══ DATA IN THIS EXERCISE
PR #33808, opened 2026-06-25
fix: preserve followup queue on ESC interrupt

### LINKED ISSUE #33812: ESC interrupt clears followup queue instead of preserving it
## Bug Description

When messages are queued in the followup queue and the user presses ESC to interrupt the current streaming response, the queued messages are also cleared (permanently paused with no way to resume).

## Expected Behavior

ESC should only interrupt the current streaming response. Queued messages should be preserved and auto-sent once the session becomes idle.

## Steps to Reproduce

1. Enable followup queue mode in settings
2. Send a message while a response is streaming (it gets queued)
3. Press ESC to interrupt the current response
4. The queued message is never sent — the queue is permanently paused

## Root Cause

The \onAbort\ callback sets \ollowup.paused[id] = true\, which blocks the auto-send effect. There is no mechanism to unpause the queue, so queued messages are effectively lost.

Kyzenkms:
### Issue for this PR

Closes #33812

### Type of change

- [x] Bug fix
- [ ] New feature
- [ ] Documentation

### What does this PR do?

When the followup queue is active and the user presses ESC to interrupt a streaming response, the queued messages are permanently paused with no way to resume. This is because the \onAbort\ callback sets \ollowup.paused[id] = true\, and there is no unpause mechanism.

This fix removes the pause-on-abort behavior. ESC now only interrupts the current streaming response. Queued messages are preserved and auto-sent once the session becomes idle, which is the expected UX.

Verified by reading the auto-send effect logic — it checks \ollowup.paused\ before sending. Removing the pause set on abort allows the queue to resume naturally.

### Checklist


Kyzenkms:
Closing in favor of a fresh PR to resurface at the top of the queue.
════
WHAT IS BEING ASKED
The required answer is the exact run of lines above starting at the line with "- [ ] New feature" and ending at the line with "When the followup", with both ends present.

RESPONSE TO THIS TASK
- [ ] New feature
- [ ] Documentation

### What does this PR do?

When the followup queue is active and the user presses ESC to interrupt a streaming response, the queued messages are permanently paused with no way to resume. This is because the \onAbort\ callback sets \ollowup.paused[id] = true\, and there is no unpause mechanism.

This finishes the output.